RESEARCH AGENDA¶
A network such as Starlink raises many research questions, both for the network itself, and for traffic traversing it. For legacy Internet traffic, reordering must be avoided. Delaybased congestion control such as BBR[3] may not perform well over such a network. The network must be resilient to failures. And it must be capable of routing with low delay, even when traffic levels are high enough to saturate the best paths. We briefly discuss some of these questions.
像Starlink这样的网络引发了许多研究问题,既涉及网络本身,也涉及其上行驶的流量。对于传统互联网流量,必须避免数据包乱序。基于延迟的拥塞控制算法,如BBR[3],可能在这样的网络环境下表现不佳。网络必须具备对故障的韧性,同时,即使在流量足够大以至于饱和最佳路径时,仍需能够实现低延迟的路由。我们将简要讨论这些问题。
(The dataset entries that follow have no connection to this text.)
PR #127, opened 2024-10-12
Mobile offline

sfdctaka:


package.json
```diff
@@ -84,14 +84,15 @@
     },
     "scripts": {
         "clean": "rimraf out ./lsp/server/out ./lsp/client/out",
-        "compile": "rimraf ./lsp/server/tsconfig.tsbuildinfo ./lsp/client/tsconfig.tsbuildinfo && tsc -b ./",
+        "compile": "rimraf ./lsp/server/tsconfig.tsbuildinfo ./lsp/client/tsconfig.tsbuildinfo && npm run copy-resources && tsc -b ./",
+        "copy-resources": "copyfiles -s -u 3 'lsp/server/resources/*' 'lsp/server/out/resources/'",
```
sfdctaka, line 88: Using `copyfiles` to copy a resource file to the output folder. `tsc` doesn't do this. And we need a utility like `copyfiles` to work on all platforms(Linux/Mac/Windows).

lsp/server/resources/component-experiences.yaml
ben-zhang-at-salesforce, line 1: where is this file from? copy from some repo? how frequent will we refresh this file?

lsp/server/src/validateMobileOffline.ts
```diff
@@ -0,0 +1,141 @@
...
+
+export async function validateMobileOffline(
+    textDocument: TextDocument
+): Promise<Diagnostic[]> {
+    const nonOfflinebaseComponents = getKeysWithoutSpecificValue(
+        baseComponentsAttributes.values,
+        'MobileOffline'
+    );
+    const content = textDocument.getText();
+    const htmlDocument = parseHTMLContent(content);
```
ben-zhang-at-salesforce, line 124: what will happen if parseHTMLContent throw exception when parsing invalid html? our experience on rules for js or graphql is that it crashes the lsp when failed to parse json or graphql

lsp/server/src/validateDocument.ts
```diff
@@ -25,25 +26,26 @@ export async function validateDocument(
...
+
         // handle graphql rules
         const graphqlDiagnostics = await validateGraphql(document);
 
         results = results.concat(jsDiagnostics, graphqlDiagnostics);
-        results.splice(setting.maxNumberOfProblems);
     }
 
     if (document.languageId === 'html') {
+        const mobileOfflineDiagnostics = await validateMobileOffline(document);
```
haifeng-li-at-salesforce, line 43: It would be better if we have a `validateHTML(document: Document')` and a separate `mobile-offline-tag` rule under `diagnostic/html` folder. It will open the door for future diagnostic suppressing. Also it would be easier to maintain in case we will add more rule to html files

lsp/server/src/validateDocument.ts
```diff
@@ -25,25 +26,26 @@ export async function validateDocument(
...
-
-    const setting = await getDocumentSettings(uri);
+    const setting = await getDocumentSettings(document.uri);
     let results: Diagnostic[] = [];
 
     if (document.languageId === 'javascript') {
         // handles JS rules
         const jsDiagnostics = await validateJs(document);
-        
+
```
haifeng-li-at-salesforce, line 35: The result number calculation and truncating need to happen immediately after `validateJS` is called.

package.json
khawkins: You don't really need to do this on all platforms though, do you? This is in the service of developing the extension, not using it. We're not strictly required to support Windows as a development platform for the extension.

lsp/server/src/validateDocument.ts
sfdctaka: Why not cull after all validation?

lsp/server/src/validateDocument.ts
sfdctaka: How much do you want this? I don't mind making the change. But I have to note that the way diagnostics is setup for JS and graphQL is that rules are implementing interface `DiagnosticProducer<T>` which itself declares `validateDocument(...)` . The parameter takes `astNode:T` which is designed to parse AST. Whereas, for html element, the single parameter is `TextDocument`. We can force to make the validators scaffold alike but will soon find out that they're different.

Another argument, and less convincing, I would make is that since this is the one and only html validator still I think future proofing like this isn't strongly required.

That is why I ask, how much do you want this to be done?

package.json
sfdctaka: We need to do this because when lsp is initialized only at that time the yaml file is read in. So the yaml file needs to be packaged.

khawkins: Yes, but it only needs to be packaged at the time of creating the package. We don't have a requirement for a cross-platform way to create the package, just consume it. You could get away with a `cp` here, given that our package creation will almost certainly happen in a *nix environment.

lsp/server/src/validateDocument.ts
haifeng-li-at-salesforce: If JS validator exceeds maximum, we don't need to do the GQL validator

lsp/server/src/validateDocument.ts
haifeng-li-at-salesforce: param `astNode:T` within `validateDocument` is confusing. It should be able to handle any date structure since it is generic. `TextDocument` should be fine.  It is better to put `mobile-offline` as ` rule since we take take the advantage of `DiagnosticProducer` to support suppressing

lsp/server/src/validateDocument.ts
sfdctaka: Maximum threshold to me is a way to cull the results array before showing them to the user. And not for early exit. If what you're saying is what we want to achieve, then, it is implied that we cull every time we call `validateXYZ(...)`. If that's the preferred approach I can change.

lsp/server/src/validateDocument.ts
sfdctaka: That's what I'm saying. Validating for mobile offline DOESN'T USE DiagnosticProducer. I'm just asking to make sure we're not mashing up things for the sake of everything need to follow the same approach.

haifeng-li-at-salesforce: What I am suggesting is to use `DiagnosticProducer` for html files to keep the pattern the same. We can change the signature of `DiagnosticProducer` interface to export interface DiagnosticProducer<T> {
    ```
/**
     * Validate the parsed text document as astNode and return a list of diagnostics.
     * @param textDocument the language server text document
     * @param data  data parsed from document body
     * @returns An array of diagnostics found within document
     */
    validateDocument(
        textDocument: TextDocument,
        data: T
    ): Promise<Diagnostic[]>;
}

```

Comment (sfdctaka) [reply lsp/server/src/validateDocument.ts:43]: But mobile offline validator doesn't need `data:T`. That's someone else's concern. You're trying to mashup method signature when there is no need for the sake of trying to look alike.

Comment (haifeng-li-at-salesforce) [reply lsp/server/src/validateDocument.ts:43]: The need is for future suppressing support and each `DiagnosticProducer` is going to have an ID for fine tuning validator suppression. For example, in `setting.json`, we can define `“mobile.lsp.diagnostic”: {
            “suppress.all”: “true”,
            “suppressed.rule.Ids”: [“adapters-local-change-not-aware”, "mobile-offline"],
            “maxProblemNumber”: 500
 }`

If you don't like to create another `DiagnosticProducer`, we can come up with other approach to support it

Comment (ben-zhang-at-salesforce) [reply lsp/server/src/validateDocument.ts:43]: it will be great to has validateHtml.ts and move the offline individual into diagnostic rule folder.  this moment it's end of world.  I can do the re-arrangement when I will merge your change into the suppressing piece I am doing. 

so for this one, take as is?

Comment (sfdctaka) [reply lsp/server/src/validateDocument.ts:43]: @haifeng-li-at-salesforce where is the rule ID defined? I don't see it. If there's a valid reason as you stated, like I said, I'm not against changing. But with the way your code has been written I don't know how `"suppressed.rule.Ids"` are supposed to work. Is this something you were planning on doing it later?

Comment (ben-zhang-at-salesforce) [reply lsp/server/src/validateDocument.ts:43]: yes, I am working on the suppressing stuff now, hope to have the pr tomorrow morning.  we can huddle and show what the implementation.

Comment (sfdctaka) [reply lsp/server/src/validateDocument.ts:43]: I would never be able to know what you and/or Haifeng are preparing now unless it is already in the codebase. And to be asked for something that's not there is harder. Let's huddle tomorrow. If I'm understanding you correctly there's a work you're working on now that should come before this(my) PR then.

Comment (ben-zhang-at-salesforce) [reply lsp/server/src/validateDocument.ts:43]: Hi @sfdctaka I am sorry I commented before showing the diagnostic pr.  now the [preview pr](https://github.com/salesforce/salesforcedx-vscode-mobile/pull/135) is up.

File: lsp/server/src/diagnostic/html/mobileOfflineFriendly.ts [hunk 5]
```diff
@@ -0,0 +1,162 @@
...
+export class MobileOfflineFriendly implements DiagnosticProducer<HTMLDocument> {
+    getId(): string {
+        return RULE_ID;
+    }
+
+    async validateDocument(
+        textDocument: TextDocument,
+        data: HTMLDocument
+    ): Promise<Diagnostic[]> {
+        const nonOfflinebaseComponents = getKeysWithoutSpecificValue(
```
ben-zhang-at-salesforce, line 32:
```suggestion
        const nonOfflineBaseComponents = ...
```

lsp/server/src/diagnostic/html/mobileOfflineFriendly.ts
```diff
@@ -0,0 +1,162 @@
...
+        str
+            // Replace uppercase letters with a dash followed by the lowercase letter
+            .replace(/([A-Z])/g, '-$1')
+            // Convert the entire string to lowercase
+            .toLowerCase()
+    );
+}
+
+/**
+ * Parse componenent-experiences.yaml come in a format like this
```
ben-zhang-at-salesforce, line 92: nitpick: 
```suggestion
 * Parse component-experiences.yaml come in a format like this
```

lsp/server/src/validateDocument.ts
```diff
@@ -26,26 +26,25 @@ export async function validateDocument(
...
-        );
+        const graphqlDiagnostics = await validateGraphql(setting, document);
 
         results = results.concat(jsDiagnostics, graphqlDiagnostics);
     }
 
     if (document.languageId === 'html') {
+        const diagnostics = await validateHtml(setting, document);
+        results = results.concat(diagnostics);
+        var aaa = 0;
```
ben-zhang-at-salesforce, line 46: nitpick: could be removed

lsp/server/src/validateHtml.ts
ben-zhang-at-salesforce, line 1: copyright is missing here

lsp/server/src/validateHtml.ts
```diff
@@ -0,0 +1,48 @@
...
+    textDocument: TextDocument
+): Promise<Diagnostic[]> {
+    let results: Diagnostic[] = [];
+
+    const producers = diagnosticProducers.filter((producer) => {
+        return !isTheDiagnosticSuppressed(setting, producer.getId());
+    });
+
+    if (producers.length > 0) {
+        try {
```
ben-zhang-at-salesforce, line 31: Today such try catch block too big issue is noticed.  It swallows the exception from the parseHtml call exception and calls to await producer.validateDocument.   If there are more than one producers, and if the first producer throws, the second producer will be not be called ... 
We have similar issue in validateJs and valideGraphql.  Time to abstract and centralize?

lsp/server/package.json
```diff
@@ -23,6 +24,10 @@
         "@babel/preset-env": "^7.25.7",
         "@types/babel__traverse": "7.20.6",
         "@types/babel-core": "6.25.10",
-        "graphql": "^16.9.0"
+        "@types/mocha": "^10.0.7",
+        "@types/sinon": "^17.0.3",
```
haifeng-li-at-salesforce, line 28: child project could reference root project's modules. So `@type/mocha` and `@types/sinon` is not necessary here.

lsp/server/src/diagnostic/html/mobileOfflineFriendly.ts
```diff
@@ -0,0 +1,162 @@
...
+// import traverse from '@babel/traverse';
+import { Node, HTMLDocument } from 'vscode-html-languageservice';
+import { TextDocument } from 'vscode-languageserver-textdocument';
+import { DiagnosticProducer } from '../DiagnosticProducer';
+import { Diagnostic, DiagnosticSeverity } from 'vscode-languageserver/node';
+import { transformYamlToObject } from '../../utils/yamlParser';
+import * as path from 'path';
+import * as fs from 'fs';
+
+// const SEVERITY = DiagnosticSeverity.Information;
```
haifeng-li-at-salesforce, line 18: remove

lsp/server/src/diagnostic/html/mobileOfflineFriendly.ts
```diff
@@ -0,0 +1,162 @@
+/*
+ * Copyright (c) 2024, salesforce.com, inc.
+ * All rights reserved.
+ * SPDX-License-Identifier: MIT
+ * For full license text, see the LICENSE file in the repo root or https://opensource.org/licenses/MIT
+ */
+
+// import { Node, isCallExpression } from '@babel/types';
+// import traverse from '@babel/traverse';
```
haifeng-li-at-salesforce, line 9: remove

lsp/server/src/validateDocument.ts
sfdctaka: Argh. You are right, it should be removed. Left over from debugging the code.

lsp/server/src/validateHtml.ts
sfdctaka: I followed your code pattern. And this is one of the reasons why we shouldn't prescribe to unproven pattern or scaffolding because it's likely that these antipatterns emerge.

Your suggestion is valid though. But it shouldn't be done for this PR.

haifeng-li-at-salesforce (approved):
Code looks great!

ben-zhang-at-salesforce (approved):
look very good, great job!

Reordering. Reordering is different from that seen on a terrestrial network. So long as queues are not allowed to build in satellites, reordering is completely predictable, as all routes are known several hundred milliseconds in advance. One solution is to maintain a reorder buffer at the receiving groundstation. Packets that arrive over a lower delay path are simply queued until their one-way delay matches that of the higher delay paths. Doing this, the RTT on the 20th best path is still approximately 74ms, less than current Internet RTT.
重排序(Reordering)。 重排序与地面网络中所见的情况不同。只要不允许在卫星中形成队列,重排序是完全可预测的,因为所有的路径都会提前几百毫秒就已知。一种解决方案是,在接收地面站维护一个重排序缓冲区。通过延迟较低路径到达的包将被简单地排队,直到其单程延迟与较高延迟路径的包匹配。通过这种方式,20条最佳路径的往返时间(RTT)仍然大约为74毫秒,低于当前互联网的RTT。
We can do even better if the sending groundstation can annotate packets with a sequence number, a path ID, and the time t last since it sent the last packet on the previous path. When the sending groundstation switches from a higher delay path to a lower delay one, reordering may occur. The first packet to arrive on the new path is identified by the receiving groundstation from the change of path ID. Suppose the known difference in path delays is t dif f . If any preceding packets are missing, the receiving groundstation queues all packets arriving on the new path until either all predicing packets have arrived, or time equal to t dif f − t last has elapsed. After this, all packets sent on the old path should have arrived.
如果发送地面站能够为数据包附加序列号、路径ID以及自上次通过先前路径发送数据包以来的时间t_last,我们可以进一步优化。当发送地面站从较高延迟路径切换到较低延迟路径时,可能会发生重排序。接收地面站可以通过路径ID的变化来识别首先到达新路径的包。假设已知路径延迟的差值为t_diff。如果有任何前面的数据包丢失,接收地面站会将所有通过新路径到达的包排队,直到所有前置包到达,或者时间达到t_diff − t_last为止。之后,所有通过旧路径发送的数据包应该都已到达。
Finally, as the sending groundstation knows future path latency, if there is a queue there that is longer than the difference in path delays, it may take packets from this queue out-of-order, sending them over different latency paths so that they arrive in-order at the receiving groundstation. For high-priority latency-sensitive traffic, we would hope that no such queue ever exists, but we expect that a large volume of lower priority traffic will also be present and fill in around the high-priority traffic. It is this traffic that might use a 20th best path, and it too must not suffer excessive reordering.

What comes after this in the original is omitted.